What is Hypothesis Testing?

Hypothesis testing is performed to identify if there is a relationship between the attributes (columns) of our data set.

Hypothesis testing is only used to confirm that there is a relation between the attributes considered but does not define the nature of the relationship.

To perform hypothesis testing, we first initially form 2 different hypotheses:

For example, if we want to perform a hypothesis testing to check if a car’s transmission type (Manual or Automatic) has an impact on the price of a car then our hypothesis would be:

Kindly find a video explaining hypothesis testing in more detail here.

CONFIDENCE INTERVAL

The confidence interval determines the range of values which the true mean lies. For example, if data is collected regarding the height of men then, a 95% confidence interval provides the range of height within which the true mean of all men’s height lie.

Confidence Interval

P-Value

The p-value of a test provides the probability of gaining results in the extreme cases under the assumption that the null hypothesis is correct.
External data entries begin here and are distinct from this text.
PR #60, opened 2023-03-06
feat(btreemap): add iter_upper_bound api

roman-kashitsyn:
This change introduces a new btree map method, `iter_upper_bound`. It returns an iterator pointing to the first element that is less than the given key.

We need this method for the time series API because we need to find the closest keys to the left and to the right of the given key. We can do the latter with the `range` API, but the former requires a new method.

We took inspiration from experimental API in BTreeMap: https://doc.rust-lang.org/nightly/std/collections/struct.BTreeMap.html#method.upper_bound

### DIFF
--- a/src/btreemap.rs
+++ b/src/btreemap.rs
@@ -942,17 +942,8 @@ where
         loop {
             match node.keys.binary_search(bound) {
                 Ok(idx) | Err(idx) => {
-                    let child = match node.node_type {
-                        NodeType::Internal => {
-                            // Note that loading a child node cannot fail since
-                            // len(children) = len(entries) + 1
-                            Some(self.load_node(node.children[idx]))
-                        }
-                        NodeType::Leaf => None,
-                    };
-
-                    match child {
-                        None => {
+                    match node.node_type {
+                        NodeType::Leaf => {
                             if idx > 0 {
                                 cursors.push(Cursor::Node {
                                     node,
@@ -970,14 +961,16 @@ where
                                 return Iter::null(self);
                             }
                         }
-                        Some(child) => {
+                        NodeType::Internal => {
+                            let child = self.load_node(node.children[idx]);
+
                             if idx < node.keys.len() {
                                 cursors.push(Cursor::Node {
                                     node,
                                     next: Index::Entry(idx),
                                 });
                             }
-                            // Iterate over the child node.
+
                             node = child;
                         }
                     }
--- a/src/btreemap.rs
+++ b/src/btreemap.rs
@@ -930,6 +930,62 @@ where
         }
     }
 
+    /// Returns an interator pointing to the first element below the specified key.
+    pub fn iter_upper_bound(&self, bound: &K) -> Iter<K, V, M> {
+        if self.root_addr == NULL {
+            // Map is empty.
+            return Iter::null(self);
+        }
+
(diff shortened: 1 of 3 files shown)


src/btreemap.rs
```diff
@@ -2388,6 +2444,18 @@ mod test {
         }
     }
 
+    #[test]
+    fn test_iter_upper_bound() {
+        let mut stable_map = super::BTreeMap::new(make_memory());
+        for k in 0..1000u64 {
+            stable_map.insert(k, ());
+            println!("Getting a upper bound for {}", k + 1);
```
dsarlis, line 2452: Debug leftover?

src/btreemap.rs
```diff
@@ -930,6 +930,62 @@ where
...
+            // Map is empty.
+            return Iter::null(self);
+        }
+
+        let mut cursors = vec![];
+        let mut node = self.load_node(self.root_addr);
+        loop {
+            match node.keys.binary_search(bound) {
+                Ok(idx) | Err(idx) => {
+                    let child = match node.node_type {
```
dsarlis, line 945: Do you really need to define `child`? We can probably just inline the code you have below in one match right away.

dsarlis (approved):

src/btreemap.rs
roman-kashitsyn: Done!

src/btreemap.rs
roman-kashitsyn: These prints are helpful for the case when the test fails. Turned those into better assert messages.

src/btreemap.rs
```diff
@@ -930,6 +930,56 @@ where
...
+                                });
+                                // Leaf node. Return an iterator with the found cursors.
+                                return Iter::new_in_range(
+                                    self,
+                                    (Bound::Unbounded, Bound::Unbounded),
+                                    cursors,
+                                );
+                            } else {
+                                // The upper bound is less than or equal to the first key in the map.
+                                // We return an empty iterator.
```
roman-kashitsyn, line 961: This logic is too simplistic. The problem with upper bounds is that we might have to backtrack.
If we see an internal node with keys [1, 10] and look for upper bound 5, we might descend into the slot between 1 and 10 and find keys [6, 8, 9] there, meaning that we should have taken 1.

That never happens with `range`, so we need a slightly different approach for the upper bound.

src/btreemap.rs
```diff
@@ -930,6 +930,56 @@ where
         }
     }
 
+    /// Returns an interator pointing to the first element below the given bound.
```
dsarlis, line 933:
```suggestion
    /// Returns an iterator pointing to the first element below the given bound.
```

src/btreemap.rs
dsarlis: So you mean there's a bug really here? We shouldn't return null but rather keep looping through so that we catch 1 in your example?

src/btreemap.rs
roman-kashitsyn: Good catch, fixed!

src/btreemap.rs
roman-kashitsyn: Yes, there was a bug. I wrote a more thorough test (checking upper bounds for _all_ keys, not just the last key) and found the bug. It's fixed now!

If a p-value is large,then the probability of such a result is very high and if p-value is low then the probability of such a result is very low under the considered null hypothesis.

We chose a significance value to determine when to reject the null hypothesis. Conventionally, 0.05 is chosen as the significance level such that if p-value is less the 0.05 then wereject the null hypothesis and accept the alternate hypothesis.
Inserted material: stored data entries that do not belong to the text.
PR #67, opened 2023-03-26
feat: add principal and bool types

0kenx:


src/storable.rs
```diff
@@ -297,6 +298,39 @@ impl<const N: usize> BoundedStorable for [u8; N] {
...
+        Cow::Owned(self.as_slice().to_vec())
+    }
+
+    fn from_bytes(bytes: Cow<[u8]>) -> Self {
+        Self::from_slice(bytes.as_ref())
+    }
+}
+
+impl BoundedStorable for Principal {
+    const MAX_SIZE: u32 = 30;
```
dsarlis, line 312: Isn't the max size of a principal 29 bytes as per the [interface spec](https://internetcomputer.org/docs/current/references/ic-interface-spec#principal)?

Cargo.toml
```diff
@@ -18,6 +18,9 @@ maplit = "1.0.2"
 proptest = "1"
 tempfile = "3.3.0"
 
+[dependencies]
+candid = "0.8.4"
```
ielashi, line 22: It has been an intentional design decision to not introduce dependencies to this library unless absolutely necessary. In this case, I'm not sure if forcing all users to now depend on candid is the right call. I think we have three options here:

1. Not include this dependency, in which case, users that want to store principals will need to wrap it by defining a `struct WrapperPrincipal(Principal)` in their own crate.
2. We include this dependency, making all users now depend on candid.
3. Add this as an optional feature, so that it can imported by users that need it.

It seems like approach #3 here would be most appropriate. WDYT? cc @dsarlis @roman-kashitsyn

src/storable.rs
ielashi, line 312: The max size of a principal is 29 bytes.

ielashi:
@0kenx thanks a lot for your contribution! I left a couple of comments.

src/storable.rs
```diff
@@ -297,6 +298,39 @@ impl<const N: usize> BoundedStorable for [u8; N] {
...
+
+impl Storable for bool {
+    fn to_bytes(&self) -> Cow<[u8]> {
+        Cow::Borrowed(if *self { &[1] } else { &[0] })
+    }
+
+    fn from_bytes(bytes: Cow<[u8]>) -> Self {
+        match bytes.get(0) {
+            Some(0) | None => false,
+            _  => true,
```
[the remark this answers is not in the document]
ielashi: +1. Test cases for these scenarios would be great as well.

Cargo.toml
0kenx: Normally I would prefer the approach #3 as well. However I would imagine most people would need to use principals in stable memory, and almost everyone developing on the IC is already dependent on candid in any case.

src/storable.rs
0kenx: it's 29 bytes, plus 1 byte for the length.

Cargo.toml
dsarlis: I tend to lean towards option 3 because not everyone might want to use candid to encode what they store in stable memory (there are already cases where people opt for something different because of better performance or more flexible representation for stable data). Having it behind a feature still makes it available relatively easily for the people that want to use candid.

ielashi: I think @0kenx brought up fair arguments though. It's virtually impossible to not depend on candid when building a Rust canister, unless you build a Rust canister that doesn't expose a candid interface, and it's safe to say that these are very, very rare.

The candid dependency isn't related to how people choose to encode/decode their stable data - it's to implement `Storable` for the `Principal` type. I'm starting to see some appeal behind option 1 - most people will need this, given how primitive the `Principal` type is to the IC. In the future, it'd be nice if we move the `Principal` type into a separate crate so that we don't have to depend on the entire candid library.

dsarlis: My opinion was not strong, indeed the argument about having a candid interface is a good one. I'm fine with including the dependency too.

0kenx: FYI I'm using a custom newtype in my application now. I'm just saying that if we agree that `principal` and ICRC-1 `(principal, subaccount)` are first-class citizens in the IC, then they should have first-class library support.

src/storable.rs
0kenx: https://github.com/dfinity/candid/blob/0ae3c22c6df17f7e09fb49c5ce5fe77653884e10/rust/candid/src/types/principal.rs#L85

0kenx: But you're right. `as_slice` doesn't include the length.

Cargo.toml
ielashi: @0kenx I think that's reasonable. Let's go ahead with that (i.e. stick with option 1 as is done in this PR).

dsarlis:
@0kenx any updates here? Is there anything that needs further clarification? Or is it just simply a matter of finding the cycles to get back to this?

0kenx:
Do we agree to add `candid` as a dependency here? Sorry it wasn't immediately clear from our discussion above.

ielashi:
> Do we agree to add `candid` as a dependency here? Sorry it wasn't immediately clear from our discussion above.

@0kenx  Yes, we did.

0kenx:
Added `candid` as a feature so that dependency is no longer mandatory.

dsarlis (approved):

Cargo.toml
```diff
@@ -18,6 +18,9 @@ maplit = "1.0.2"
 proptest = "1"
 tempfile = "3.3.0"
 
+[dependencies]
+candid = { version = "0.8.4", optional = true}
```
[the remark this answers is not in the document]
0kenx: It is implemented as a feature, so the dependency is optional.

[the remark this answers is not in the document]
roman-kashitsyn: That's also not ideal because it complicates the development and the infrastructure.
* We must bump the candid versions when new versions appear (0.9 is coming soon, and it's a breaking change).
* We create a dependency between candid and stable structure versions that can make migrating to newer versions of `stable-structures` unnecessarily burdensome.
* Developers of `stable-structues` need to compile and test with features enabled; we must adjust the CI to test the entire feature matrix.

I don't think it's a fair bargain to win a single type conversion.

PR #77, opened 2023-05-12
fix: use drun for running the benchmarks.

ielashi:
# Problem
Benchmarks are run within a canister to obtain the instruction count. However, benchmarks can run for up to 5B instructions in case of queries, and 50B in case of updates. We do have benchmarks that we haven't been able to run because they surpass these limits.

# Solution
Use `drun` instead of `dfx` to run the benchmarks. `drun` can be configured to have a practically infinite instruction count. As a result, a few benchmarks are now enabled by this commit, and all the benchmarks are now query calls to avoid side effects.

Closes EXC-1405

### DIFF
--- a/benches/run-benchmark.sh
+++ b/benches/run-benchmark.sh
@@ -1,0 +1,24 @@
+#!/usr/bin/env bash
+#
+# Runs a benchmark using drun. The script assumes drun is available on the caller's path.
+set -euo pipefail
+
+BENCH_NAME=$1
+FILE=mktemp
+
+if ! type "drun" > /dev/null; then
+  echo "drun is not installed. Please add drun to your path from commit d35535c96184be039aaa31f68b48bbe45909494e."
+  exit 1
+fi
+
+cat > $FILE << EOF
+create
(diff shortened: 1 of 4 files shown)


benches/run-benchmark.sh
```diff
@@ -0,0 +1,24 @@
+#!/usr/bin/env bash
+#
+# Runs a benchmark using drun. The script assumes drun is available on the caller's path.
+set -euo pipefail
+
+BENCH_NAME=$1
+FILE=mktemp
+
+if ! type "drun" > /dev/null; then
+  echo "drun is not installed. Please add drun to your path from commit d35535c96184be039aaa31f68b48bbe45909494e."
```
roman-kashitsyn, line 10: It would be great if we could run these benchmarks on each push request and push the outcome as a comment.
Or at least have a CI action that runs the benchmarks.

roman-kashitsyn (approved):

benches/run-benchmark.sh
ielashi: Absolutely. We have a [separate ticket for that](https://dfinity.atlassian.net/browse/EXC-1406), which I'll take care as part of the on-going stable structures feature.

PR #84, opened 2023-06-01
[POC] BTreeMap with unbounded keys and values.

ielashi:
This commit is a proof of concept for a new version of `BTreeMap` that doesn't require keys or values to be bounded in size. This POC is a simplified and inefficient implementation, and I'd like to get feedback on the general direction of this approach. Specifically:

More on Confidence Intervals

You can refer to the below links to learn more in detail:

  • Confidence Interval –MathisFun, YouTube [FIXME add in links]
  • P-value –StatsDirect, YouTube, YouTube2, Towards_Data_Science

[FIXME add image “true value under null hypothesis”]

T-TEST

The t-test is used to run a hypothesis testing on one (or) two levels of same factor.

Syntax:

t.test(Factor 1,            # Values of the first factor
       Factor 2,            # Values of the second factor
       alternative = )      # Check if factor 1 mean is smaller or greater than factor 2 (optional)

To determine of the transmission type of a car has an impact on its mileage:

# Storing the mileage of Automatic & Manual transmission cars in individual vectors
Auto_mileage <- mtcars[mtcars$am == "Automatic","mpg"]
Manual_mileage <- mtcars[mtcars$am == "Manual","mpg"]
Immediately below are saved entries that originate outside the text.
PR #86, opened 2023-06-01
chore: update dependencies in examples

peterpeterparker:
# Motivation

Few (24) days ago a new version of [ciborium](https://crates.io/crates/ciborium) was released.
Therefore we can use the official dependency in the quickstart example instead of referencing a particular commit.

In addition, this PR bumps the candid and ic-* dependencies of the examples as provided by @ielashi.

### DIFF
--- a/Cargo.lock
+++ b/Cargo.lock
@@ -4,9 +4,9 @@ version = 3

# T-test to check if transmission type has an effect on the car's mileage
t.test(Auto_mileage, Manual_mileage)
	Welch Two Sample t-test

data:  Auto_mileage and Manual_mileage
t = -3.7671, df = 18.332, p-value = 0.001374
alternative hypothesis: true difference in means is not equal to 0
95 percent confidence interval:
 -11.280194  -3.209684
sample estimates:
mean of x mean of y 
 17.14737  24.39231 

See the p-value on line 3 of your output:

t = -3.7671, df = 18.332, p-value = 0.001374

Since the p-value is less than 0.05 we can accept the alternate hypothesis that there is a difference in the mileage of a car based on its transmission type.

We can then use the alternative parameter to determine if the first factor under consideration has a higher mean compared to the second factor.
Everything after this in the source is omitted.